11. Note that each processing Box uses a maximum of 10 concurrent connections
to your SQL server.
How to control Boxes from the Command line?
You can control a box individually using a telnet connection to their IP:port
e.g.
telnet localhost 4444
You will see
yiannis@yiannis-desktop:~$ telnet localhost 4444
Trying ::1...
Connected to localhost.localdomain.
Escape character is '^]'.
Connected>
help
HELP ---> This command help list
NEW_PARAMS --> Update SMSC Hosts + Web CellID access URL
NEW_LISTS ---> Update MCC / DST / Timezone lists
SETUP_DB --> Create SQL server tables
LICENSE_INFO --> Get remaining license time
CELLID_DB_ADD;filename.txt --->Adds records to cellID lookup table
GET_ID ---> Request runID to renew license
NEW_LICENSE ---> to apply new license.
STATS ---> Get usage summary
SHOW_DAILY_LOG ---> Get daily activity summary
END_BOX ---> Stops this socket server safely
PAUSE_BOX ---> Stops processing new requests
RESUME_BOX ---> Resumes processing new requests
SMSC_HOSTS ---> Registered SMSC Hosts for sending SMS messages
SYSTEM_INFO ---> Get system load information
----------------------------------------------------------------
ENDRESPONSE
Each ISCBOX can be controlled by telneting to its IP -port and submitting typed text
commands. 'Help' displays the available commands.

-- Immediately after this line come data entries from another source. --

PR #1470, opened 2025-02-24
Enhance `compute_MVBS` feasability 

ctuguinay:
Allow `reindex` to be visible flox parameter in `compute_MVBS` and default to `reindex=False`, allowing computations to be more memory feasible.

Added `range_var_max` optional parameter which allows a user to specify range variable maximum, which in turn allows `compute_MVBS` to be lazily computed.

Tested the new `compute_MVBS` code on a large 40 GiB Sv dataset on a Dask Local Cluster with 2 workers each with 2 threads and 2 GiB RAM (4 GiB RAM total), shown on the following Gist: https://gist.github.com/ctuguinay/4cafda0c604fe6873b8f18c79cccdd1c

### DIFF
--- a/echopype/commongrid/api.py
+++ b/echopype/commongrid/api.py
@@ -3,7 +3,7 @@ Functions for enhancing the spatial and temporal coherence of data.
 """
 
 import logging
-from typing import Literal
+from typing import Literal, Union
 
 import numpy as np
 import pandas as pd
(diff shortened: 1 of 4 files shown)


ctuguinay:
@leewujung This should be ready for review now

echopype/commongrid/api.py
```diff
@@ -86,10 +103,15 @@ def compute_MVBS(
     if not isinstance(ping_time_bin, str):
         raise TypeError("ping_time_bin must be a string")
 
-    # create bin information for echo_range
-    # this computes the echo range max since there might NaNs in the data
-    echo_range_max = ds_Sv[range_var].max()
-    range_interval = np.arange(0, echo_range_max + range_bin, range_bin)
+    # Create bin information for the range variable
+    if range_var_max is None:
+        # This computes the range variable max since there might NaNs in the data
```
leewujung, line 108:
```suggestion
        # This computes the range variable max since there might be NaNs in the data
```

leewujung (approved):
@ctuguinay : Sorry it took me forever to look through this. Your finding with `reindex` is interesting. I think this is ready to be merged. I only have a tiny change on a comment.

I read the flox docs though not sure if I fully understood everything. Was what you found that with `reindex=True` we typically run out of memory for larger datasets on a regular-sized machine, and when the machine has larger memory, we can set `reindex=True` to increase the speed?

Issue #1377, opened 2024-08-22
`apply_mask` should only take in boolean masks


ctuguinay:
After talking to @leewujung, we should modify `apply_mask` to enforce that the masks passed in are boolean masks.

Users can currently pass in masks that are `1`/`0` and `1`/`NaN`, which stand for `True`/`False`; however, more obscure configurations can be passed in, such as `arbitrary float`/`NaN`, with the current way that `apply_mask` handles and applies masks onto Sv/MVBS data, and this makes it a bit confusing for what the user should pass in.

leewujung:
@spacetimeengineer - this is another one that's also more singular that I think could be addressed quickly.

spacetimeengineer:
@leewujung

When considering echodata masks, I understand the feature and the intent behind it. However, I wanted to ask about a potential edge case where, in the future, someone might use these masks for more complex operations.

Specifically, I’m thinking about scenarios where multiple mask objects exist within a given session. In such cases, a user may need to perform boolean operations, such as unions or intersections, on those masks. I’ve encountered this myself when working with both lines and circular masks—boolean operations became essential for handling them properly.

I agree that having only True and False values makes for a cleaner input/output system. However, I wonder if allowing additional temporary states could be useful for certain 2D operations on xarray or masks that otherwise wouldn’t be possible. The final result should always resolve to True or False, but intermediate states might facilitate calculations.

What are your thoughts on this? I will try to finish this by the end of the week.

leewujung:
@spacetimeengineer : We already allow users to put in a list of masks they would like to combine (element-wise AND) in `apply_mask`. For other possible combinations, I think it'll be better to leave it to the users to go through their own processing to come up with clean masks before using this function.

spacetimeengineer:
Acknowledged. Thankyou.

leewujung:
@shivam096 : I added you to this issue too along with other `apply_mask` issues. @spacetimeengineer has previously put together #1476 but seems like tests are failing. If you could take a look the tests there that'll be super helpful. Thanks!

shivam096:
Hi @leewujung,

I have updated the PR with my comments. Also, I would like to check if the users are expected to provide a boolean input mask?  Or can the input mask be of any type?

leewujung:
Resolved by #1502.

PR #1476, opened 2025-03-10
Attempt at fixing #1377

spacetimeengineer:
Attempt at fixing #1377.

### DIFF
--- a/echopype/mask/api.py
+++ b/echopype/mask/api.py
@@ -136,6 +136,11 @@ def _validate_and_collect_mask_input(
                     "('channel', 'ping_time', 'depth')"
                     "('channel', 'ping_time', 'echo_range')"
                 )
+            # **Enforce boolean type on mask values**
+            if not np.issubdtype(mask[mask_ind].dtype, np.bool_):
+                raise TypeError(
+                    f"Mask at index {mask_ind} must be boolean (dtype=bool), but got dtype {mask[mask_ind].dtype}"
+                )
 
         # Check for the channel dimension consistency
         channel_dim_shapes = set()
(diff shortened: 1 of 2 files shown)


leewujung:
@spacetimeengineer : Many of the original tests in `test_mask` are failing because of the changes you added. Could you fix them? If you don't have time, let me know.

cc @jmjech

shivam096:
Hi @leewujung and @spacetimeengineer ,

After reviewing the implementation, it seems that the main issue is the newly added Boolean check, which fails with a TypeError triggered when non-boolean inputs are passed through it.

The issue code -
```
 # **Enforce boolean type on mask values**
            if not np.issubdtype(mask[mask_ind].dtype, np.bool_):
                raise TypeError(
                    f"Mask at index {mask_ind} must be boolean (dtype=bool), but got dtype {mask[mask_ind].dtype}"
)
```
This fails even before the asserts are hit, causing the test to fail. A possible solution would be to update the inputs or use the check in a different way.

leewujung:
@shivam096 : thanks for looking into this. Could you push up a PR to fix this? A separate PR on the upstream (OSOceanAcoustics) repo would be fine, if you branch out from this one, then @spacetimeengineer’s commits will be already included there. Thanks!

shivam096:
Sure @leewujung ,

I will go ahead and update the code. Just wanted to check if the input has to be a boolean array? Or the users can send in any type which related to a boolean representation, and then we do the processing at the backend to make it work ?

leewujung:
@shivam096: I think we should restrict the input to be a boolean array, and explicitly error people out if they send in something else. This way there's no ambiguity on the user side what would happen when they send in various numbers (since 0 and 1 are clearly False and True, but other numbers are less clear). Other numbers do occur in our own processing since we sometimes store masks with a dimension being the scatterer type (like 0-background, 1-large fish, 2-small fish).

shivam096:
@leewujung I have started working on this

leewujung:
Closing as this is superseded by #1502.

PR #1484, opened 2025-04-03
Replace `utcnow()` with timezone-aware object

leewujung:
This PR addresses the warning
`datetime.datetime.utcfromtimestamp() is deprecated and scheduled for removal in a future version. Use timezone-aware objects to represent datetimes in UTC: datetime.datetime.fromtimestamp(timestamp, datetime.UTC).`
 that occurs in various places in our codebase.

### DIFF
--- a/echopype/consolidate/api.py
+++ b/echopype/consolidate/api.py
@@ -224,7 +224,7 @@ def add_depth(
     used_platform_angles = use_platform_angles and not tilt
     used_beam_angles = use_beam_angles and not tilt
     history_attr = (
-        f"{datetime.datetime.utcnow()} +00:00. depth` calculated using:"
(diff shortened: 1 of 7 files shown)


leewujung:
Ugh @ctuguinay sorry this is not ready for review yet. I'll ping again once it is.

leewujung:
Turns out that `datetime.UTC` was [only added in python=3.11](https://docs.python.org/3/library/datetime.html#datetime.UTC) so the 3.10 test is failing!

Onward with a version handler.

leewujung:
@shivam096 : I haven’t had a chance to get back to this, but perhaps this would be a standalone issue that you can jump on easily? I haven’t looked at the latest failing report, but if the tests that are failing are actually not related to `utcnow`, let me know and we can see whether to address it in another PR or this one.

leewujung:
This is superseded by #1497. Closing now.

PR #143, opened 2023-01-24
[VEN-890] Multiple user engagement integration tests

UrAvgDeveloper:
This PR consists of the combined tickets [VEN-886], [VEN-887], [VEN-888], [VEN-889], and [VEN-890], where [VEN-890] is separated and includes a test case that performs activities in a single block, [VEN-888] and [VEN-889] do not have separate test cases because these are included in all of the cases, and the remaining tickets are in the pending stage due to the deployment script refactoring.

Getting the initial license lease on each ISCBox is efficiently done using your telnet
connection.
The current license is projected by entering LICENSE_INFO on your telnet terminal.
11

12. You will receive the remaining operation time in days.

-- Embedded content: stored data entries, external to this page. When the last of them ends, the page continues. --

PR #144, opened 2023-01-24
feat: Mint and Redeem events emit the updated account balance

gleiser-oliveira:
## Description

This PR aims to make the Mint and Redeem VToken events also return the updated value for the account balance. This can make the subgraph save calling the `balanceOf` function everytime it indexes these events.

### DIFF
--- a/contracts/VToken.sol
+++ b/contracts/VToken.sol
@@ -552,7 +552,7 @@ contract VToken is Ownable2StepUpgradeable, VTokenInterface, ExponentialNoError,
         accountTokens[minter] = accountTokens[minter] + mintTokens;
 
         /* We emit a Mint event, and a Transfer event */
-        emit Mint(minter, actualMintAmount, mintTokens);
+        emit Mint(minter, actualMintAmount, mintTokens, accountTokens[minter]);
         emit Transfer(address(0), minter, mintTokens);
     }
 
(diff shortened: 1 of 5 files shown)


tests/hardhat/Tokens/mintAndRedeemTest.ts
```diff
@@ -231,7 +231,7 @@ describe("VToken", function () {
 
       expect(result) // eslint-disable-line @typescript-eslint/no-floating-promises
```
chechu, line 232: We need `await` here. Otherwise no errors will be triggered

tests/hardhat/Tokens/mintAndRedeemTest.ts
```diff
@@ -231,7 +231,7 @@ describe("VToken", function () {
...
         .to.emit(vToken, "Mint")
-        .withArgs(minterAddress, mintAmount, mintTokens);
+        .withArgs(minterAddress, mintAmount, mintTokens, mintAmount);
```
chechu, line 234: Assuming the initial balance of vTokens for the user was 0, the last argument of the event will be `minTokens` (the updated balance of vTokens)

chechu (approved):

contracts/VToken.sol
```diff
@@ -662,7 +662,7 @@ contract VToken is Ownable2StepUpgradeable, VTokenInterface, ExponentialNoError,
 
         /* We emit a Transfer event, and a Redeem event */
         emit Transfer(redeemer, address(this), redeemTokens);
-        emit Redeem(redeemer, redeemAmount, redeemTokens);
+        emit Redeem(redeemer, redeemAmount, redeemTokens, accountTokens[redeemer]);
```
0xlucian, line 665: Reading from storage uses alot of gas. Would be more gas efficient if we do something like:
```
uint256 balanceAfter = accountTokens[redeemer] - redeemTokens;
accountTokens[redeemer] = balanceAfter;
emit Redeem(redeemer, redeemAmount, redeemTokens, balanceAfter);
```

0xlucian (changes requested):

0xlucian (approved):

chechu (approved):

narayanprusty (approved):

PR #149, opened 2023-01-27
[VEN-936] - Fixed exchange rate decimals issue.

defcon022:
## Description

This PR fixed exchange rate decimals issue. Attached ticket: VEN-936

## Checklist

### DIFF
--- a/contracts/Pool/PoolRegistry.sol
+++ b/contracts/Pool/PoolRegistry.sol
@@ -249,7 +249,7 @@ contract PoolRegistry is Ownable2StepUpgradeable {
             input.asset,
             comptroller,
             rate,
-            10**input.decimals,
+            10**18,
             input.name,
             input.symbol,
             input.decimals,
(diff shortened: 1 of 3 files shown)


contracts/Pool/PoolRegistry.sol
```diff
@@ -249,7 +249,7 @@ contract PoolRegistry is Ownable2StepUpgradeable {
             input.asset,
             comptroller,
             rate,
-            10**input.decimals,
+            10**18,
```
0xlucian, line 252: VTokens should have 8 decimals. Shouldn't we just set the exchange rate in a way that when we deposit a token lets say with 18 decimals to result in 1e8 vTokens?

0xlucian: In other words, exchange rate should be computed out of the decimal places of the underlying token... We should not assume that every token will have 18 decimal places right? 
We only assume that vTokens in isolated-pools will always have 8 decimals, but this is not the case for the underlying imo

0xlucian (approved):

0xlucian (approved):

0xlucian:
CLosing this PR since the changes has been implemented in `refactor/deployments` branch

PR #152, opened 2023-01-31
Increase Rewards Tests Coverage

narayanprusty:
## Description

Resolves #VEN-825

## Checklist

- [x] If I added new functionality, I added tests covering it.
- [x] If I fixed a bug, I added a test preventing this bug from silently reappearing again.
- [x] My contribution follows [Venus contribution guidelines](docs/CONTRIBUTING.md).


defcon022 (approved):

chechu (commented):
Would it make sense to check the specific values we would expect? Not only checking they are bigger than 0. These values shouldn't change with changes in the implementation. They are defined by business rules. This way we would check that we implemented these business rules properly

tests/hardhat/Rewards.ts
```diff
@@ -39,11 +40,10 @@ let fakePriceOracle: FakeContract<PriceOracle>;
 let fakeAccessControlManager: FakeContract<AccessControlManager>;
 
 describe("Rewards: Tests", async function () {
-  const RewardsDistributor = await ethers.getContractFactory("RewardsDistributor");
   /**
    * Deploying required contracts along with the poolRegistry.
    */
-  before(async function () {
+  beforeEach(async function () {
```
kkirka, line 46: Might be quite slow. Maybe move it into a fixture?

narayanprusty:
> Would it make sense to check the specific values we would expect? Not only checking they are bigger than 0. These values shouldn't change with changes in the implementation. They are defined by business rules. This way we would check that we implemented these business rules properly

I agree. I have calculated the rewards and updated the tests.

tests/hardhat/Rewards.ts
narayanprusty: Done

narayanprusty: Done

chechu (approved):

To renew your license enter GET_ID which yields the Run ID of this BOX.
Send the Byte sequence you will receive to the ISCAS Support, and you will receive a
license certificate which will be imported to the system by using the command
NEW_LICENCE;<CertificateString>
You can verify if the certificate has cleared, by entering LICENSE_INFO.
A license certificate can be used only once for the specific BOX.
There is a very important command which can only be executed by a telnet
connection,
and that is physically ending the BOX in a safe way.
This is done by typing the command END_BOX.
All other commands, although command line driven, are much more easily executed over
the web console as will be explained later on.
Although everything in ISCAS runs fine using just one ISCBOX, it is recommended to
launch a minimum of 2 boxes, either residing in one physical server or more. Thus the load
can be shared evenly; it is simply an easy step to stop a box, end it safely, upgrade its
software if needed and restart it again, while the next one is routed all traffic; so the
service never has to come down this way and runs 24/7.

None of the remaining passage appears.